There has been a lot more attention focused on mutual fund costs over the last month. For the most part, people making the cost argument are scratching their heads about the slow uptake by investors that costs really matter.
Two main reasons come to mind as to why this persists: insufficient financial literacy, and that most advisers cannot or will not use index funds. This is above and beyond the obvious grand conflict of them all, that financial services companies answer to their shareholders first. They are in the business of making as much money as they can. They can still do that if fees drop, but they won't drop prices unless there is a bigger demand from investors who can exercise that demand by voting with their wallets. And so far, the demand is not big enough.
While many investors understand that higher fees eat into their long-term returns, they don’t want to jump ship and go it alone. The vast majority of Canadians still need the guidance of an adviser. However, that does not mean we have to drop the pursuit of lower costs. You can still try to lower your fees while working with an adviser. Here are a few ways:
Incorporate passive management
We’ll forgo the standard active versus passive discussion points because there's no shortage of material and views, but the fact of the matter is that broad, passive index funds can be very cheap. More and more mutual fund companies are now offering index fund options that include trailing commissions to advisers. So the cost of advice is still there, but the cost of investment management might be lower. There's also no requirement to convert to 100 per cent passive which might be too much of a psychological leap for an investor and even for some advisers. But reducing the costs on at least part of your portfolio is a step in the right direction, fee wise.

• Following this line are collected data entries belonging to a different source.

PR #382, opened 2024-11-01
merged all tags from main (pmd6) to pmd7

stokpop:
# common.xml
* `<!-- complex rule TODO ImplementEqualsHashCodeOnValueObjects -->`
* AvoidCalendar is missing in `pmd7`?
* MissingEqualsAndHashCodeWithGetterSetter not in pmd7, also no new tags?

# common_std.xml
* AvoidUnusedAssignments is missing in `pmd7` (todo)

ImplementEqualsHashCodeOnValueObjects - is missing? TODO?

AvoidCalendar, Sonar has a rule to use java.time instead of Calendar etc. ; this rule seems unnecessary, however, not sure, it may be useful in IntelliJ, what do you think?

I added MissingEqualsAndHashCodeWithGetterSetter, correctness, not performance nor sustainability in my view

### DIFF
--- a/src/main-todo/resources/category/java/common_std.xml
+++ b/src/main-todo/resources/category/java/common_std.xml
@@ -15,11 +15,7 @@
         </description>
         <priority>3</priority>
         <properties>
-            <property name="tag" value="jpinpoint-rule" type="String" description="for-sonar"/>
-            <property name="tag" value="unused" type="String" description="for-sonar"/>
-            <property name="tag" value="suspicious" type="String" description="for-sonar"/>
-            <property name="tag" value="replaces-sonar-rule" type="String" description="for-sonar"/>
-            <property name="version" value="2.0"/>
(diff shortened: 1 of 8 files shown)


jborgers:
ImplementEqualsHashCodeOnValueObjects - is missing? TODO?

AvoidCalendar, Sonar has a rule to use java.time instead of Calendar etc. ; this rule seems unnecessary, however, not sure, it may be useful in IntelliJ, what do you think?

I added MissingEqualsAndHashCodeWithGetterSetter, correctness, not performance nor sustainability in my view

jborgers (approved):

stokpop:
Seems both `ImplementEqualsHashCodeOnValueObjects` and `AvoidUnusedAssignments` are complex rules that need to be done still. Not for this PR.

stokpop:
> AvoidCalendar, Sonar has a rule to use java.time instead of Calendar etc. ; this rule seems unnecessary, however, not sure, it may be useful in IntelliJ, what do you think?

Then Sonar Lint plugin should be able to catch that in Intellij, right?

Ask about lower cost actively managed funds
We all know that some advisers will never let the actively managed philosophy be challenged, no matter how much academic and practical evidence is presented. But there are active funds with lower costs. Have a discussion with your adviser and weigh the pros and cons of switching.
Change how you pay your adviser
Once your portfolio gets larger, you have more options. Some fund companies have different classes of the same fund that charge a lower MER for hitting a certain threshold. Some companies call these Class H funds, for High Net Worth.
You can also switch to a fee-based account which provides more transparency and the fees are negotiable. This involves the use of F-class funds, which are stripped of embedded adviser commissions. Instead a clear fee is agreed to and deducted from your portfolio on a regular basis. You also receive an annual letter or receipt detailing the cost over the year as this fee may also be tax deductible for non-registered accounts.
A fee-only adviser sends you a bill directly. They may or may not help you with executing your portfolio transactions but can provide advice on a financial plan or an investment policy statement and ideally both. Dan Hallett, director of asset management with HighView Financial Group, recalls a recent example of how this might work. “I spoke with a bright young professional recently that called me looking for an adviser. She's young and single and so used some of her free time to read up on money matters. She's accumulated a nice sum simply in TD's e-series index funds. She saves regularly and has a simple portfolio structure that sounded appropriate at first glance. So, I suggested to her that perhaps she doesn't need much help on the investment side of things. Instead, I suggested she consider paying an adviser hourly for pure financial planning. She was able to leverage her strength – which was the discipline to set up and stick to something simple and cheap – while perhaps considering paying only for the advice she needed. That will go a long way toward keeping her long-term costs low while still having the guidance of an adviser.”
The “costs matter” dictum is an important one. But investing success is more than just about costs. Another equally important part of that equation is value. Obviously if you can handle your own portfolio, there are far more opportunities to drive down cost. But for the time being, the vast majority of investors in Canada need the guidance of an adviser. You should feel free to talk to your adviser about costs. The more transparent they are, the better. “Transparency makes the client more informed and makes the adviser more accountable” says Mr. Hallett.